--- RECORD EXCERPTS Enclosed Below ---

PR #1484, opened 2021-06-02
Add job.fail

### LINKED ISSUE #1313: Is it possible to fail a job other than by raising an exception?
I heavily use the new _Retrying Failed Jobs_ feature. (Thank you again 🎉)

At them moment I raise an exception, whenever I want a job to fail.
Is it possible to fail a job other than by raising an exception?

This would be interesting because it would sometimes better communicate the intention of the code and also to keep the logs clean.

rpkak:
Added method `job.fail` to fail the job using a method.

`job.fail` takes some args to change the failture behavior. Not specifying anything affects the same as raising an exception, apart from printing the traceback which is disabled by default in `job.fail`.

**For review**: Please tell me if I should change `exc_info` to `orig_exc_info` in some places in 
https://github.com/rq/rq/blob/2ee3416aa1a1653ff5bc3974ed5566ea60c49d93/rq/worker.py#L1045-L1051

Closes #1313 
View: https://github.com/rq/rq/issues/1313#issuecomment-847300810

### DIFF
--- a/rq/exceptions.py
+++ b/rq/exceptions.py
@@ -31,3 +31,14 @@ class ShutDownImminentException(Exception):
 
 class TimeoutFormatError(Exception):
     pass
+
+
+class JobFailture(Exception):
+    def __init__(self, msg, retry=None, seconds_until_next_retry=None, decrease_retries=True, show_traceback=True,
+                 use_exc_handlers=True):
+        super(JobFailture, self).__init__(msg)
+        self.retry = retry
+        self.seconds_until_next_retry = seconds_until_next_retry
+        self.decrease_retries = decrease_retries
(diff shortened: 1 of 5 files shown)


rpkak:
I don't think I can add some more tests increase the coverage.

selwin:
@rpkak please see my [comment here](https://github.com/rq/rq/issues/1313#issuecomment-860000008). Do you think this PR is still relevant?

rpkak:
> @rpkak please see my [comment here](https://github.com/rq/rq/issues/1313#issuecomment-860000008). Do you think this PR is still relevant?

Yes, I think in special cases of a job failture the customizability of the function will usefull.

--- End of Enclosed RECORD EXCERPTS ---

- _EXERCISE GOAL_
For every line above that includes the string "class", copy the line.

- _RESULT OF THE TASK_
@@ -31,3 +31,14 @@ class ShutDownImminentException(Exception):
 class TimeoutFormatError(Exception):
+class JobFailture(Exception):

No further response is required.